Background: Most stroke survivors have ongoing deficits and report unmet needs. Despite evidence that rehabilitation improves stroke survivors' function, access to occupational and physical therapy is limited. Describing access to care for disadvantaged communities for different levels of stroke severity will provide proportions used to create Markov economic models to demonstrate the value of rehabilitation.

Objectives: The objective of this study was to explore differences in the frequency of rehabilitation evaluations via outpatient therapy and home health for Medicare Part B ischemic stroke survivors in rural and socially disadvantaged locations.

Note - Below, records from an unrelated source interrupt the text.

PR #200, opened 2017-02-15
Support for faster C-based matrix and shape surface computation

jcfr:
This topic is "equivalent" to #158 but was rebased on the current master on 2017-02-15

Note that it doesn't (yet) include the following:
* [x] Update of C extensions module to support Python 3
* [ ] Integration of [scikit-build](http://scikit-build.readthedocs.io/) to support seamless building on multiple platform


radiomics/shape.py
```diff
@@ -50,6 +50,7 @@ def __init__(self, inputImage, inputMask, **kwargs):
       self.SurfaceArea = self._calculateSurfaceArea()
 
   def _calculateSurfaceArea(self):
+    self.maskArray = self.maskArray.astype('int')  # needed for the interpolate function to work correctly
```
JoostJM: @jcfr, Why did you push this commit? If you look at L42, you can see that the datatype is already forced to `int`...

JoostJM:
@Radiomics/developers, what is the preference, as this concerns a branch which was created before the repository was made public. I was working in parallel to @jcfr to update the C extensions for integration with the much changed master. However, I opted to make a clean branch from the current master, cherry picking and making new commits. This is a somewhat more 'clean' branch, with the old bugfixes quashed into the first commits, and without first added, then deleting the C extension for the experimental feature classes. It is located [here](https://github.com/JoostJM/pyradiomics/tree/c-matrices_revised).

JoostJM:
@jcfr, Do you want to combine the integration of scikit-build with the C extensions in this PR, or do you want to address that in a different PR? Seeing as the tests are currently passing, I think it may be more logical to address this in a different PR.

jcfr:
> Do you want to combine the integration of scikit-build with the C extensions in this PR, or do you want 
> to address that in a different PR? Seeing as the tests are currently passing, I think it may be more 
> logical to address this in a different PR.

A different PR will make more sens

>  more 'clean' branch, with the old bugfixes quashed into the first commits, and without first adding, 
> then deleting the C extension for the experimental feature classes.

Just because, here is an updated branch without adding/deleting the feature. It now contains only three commits. ( Initially, I just thought it would be nice to have the "not ready for production" implementation of the other features still available in the history.)
See https://github.com/Radiomics/pyradiomics/compare/c-matrices-rebased-jcfr-20170216?expand=1

May be we could keep part of this commit message: https://github.com/Radiomics/pyradiomics/commit/6461197a4e9270aefaa8e93182aac3fe0f28ed16

All of that said, it makes sense to move forward with your topic, it is cleaner. You will find below an updated version where I
* squashed the style and compilation fixes where they belong
* remove the dependency on cython (it is not used as far as i can tell ... no pyx files)

See https://github.com/Radiomics/pyradiomics/pull/202

Comparing the two topic (`c-matrices-rebased-jcfr-20170216 [jcfr]` and `c-matrices_revised [JoostJM]`), the only major differences is in that in your topic, the weighting in glcm.py is removed. What this intentional ? 

This link illustrate the difference: https://github.com/Radiomics/pyradiomics/compare/c-matrices-rebased-jcfr-20170216...c-matrices-rebased-jcfr-20170216-diff-joost-revised#diff-c8aee871337c890a9b744f600b6e8d67

JoostJM:
>Comparing the two topic (c-matrices-rebased-jcfr-20170216 [jcfr] and c-matrices_revised [JoostJM]), the only major differences is in that in your topic, the weighting in glcm.py is removed. What this intentional 

It is not removed as such. Weighting and removal of empty angles is done in python for both the python calculated and C calculated matrices. To prevent bugs, I put this functionality in a separate function (`_applyMatrixOptions`) and subsequently call that from the `_calculateMatrix` and `_calculateCMatrix` functions.

There are some other differences as well, I'll list them here:
 - Standardized the naming of matrix calculation functions (`_calculateMatrix` and `_calculateCMatrix`). This is needed to enable a simplified testing script for `test_cmatrices`.
 - In C calculation of GLSZM, I used a temporary array to store the calculated zones, with zones defined as pairs of two elements, with the first item defining the gray level, and the second the size. This is much less memory intensive (only 2 * NumVoxels + 1: this size is needed when ROI consists of only zones of size 1). This matrix is then loaded into the output GLSZM, which can be initialized directly in its correct size (instead of NumGrayLevels * NumVoxels, which is required otherwise). Before, I created this temporary array as a python numpy array object, and getting a pointer to the data. Here, I directly allocate memory for the array using `calloc` and release it with `free`, as the temporary data only exists in C.
- I renamed the function to force full python to what I think is a more logical name, and added some code to prevent an import error in the featureclasses if the C extensions don't work (`cMatrices` and `cShape` are imported into the featureclass, even if not loaded, so if they are not loaded, they must still be defined, I achieve this by assigning `None` if the import fails.

Finally, I want to parameterize whether full-python mode should be forced, so it can be incorporated into a parameterfile, or passed in `kwargs` to `featureextractor`. I will push this later.

JoostJM:
> May be we could keep part of this commit message: 6461197

I added an updated version of this commit message to the discussion thread in #202. Furthermore, I think we should incorporate this in some form in the release notes when we declare the next stable release that has this integrated.

jcfr:
> To prevent bugs, I put this functionality in a separate function 

Well done. Look at it again, makes sense.

> some other differences as well, I'll list them here

Thanks for the details explanation :+1:

jcfr:
Closing this PR. It is superseded by #202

Methods: We completed a retrospective, descriptive cohort analysis using the 2018 and 2019 5% Medicare Limited Data Sets (LDS) from the Centers for Medicare and Medicaid Services using STROBE guidelines for observational studies. We extracted rehabilitation Current Procedural Terminology (CPT) codes for those who received occupational or physical therapy to examine differences in therapy evaluations for rural and socially disadvantaged populations.

Results: Of the 9,076 stroke survivors in this cohort, 44.2% did not receive any home health or outpatient therapy. Of these, 64.7% had a moderate or severe stroke, indicating an unmet need for therapy. Only 2.0% of stroke survivors received outpatient occupational therapy within the first year Rural and socially disadvantaged communities accessed rehabilitation evaluations at lower rates than general stroke survivors.

Conclusions: These findings describe the poor access to home health and outpatient rehabilitation for stroke survivors, particularly in traditionally underserved populations. These results will influence future economic evaluations of interventions aimed at improving access to care.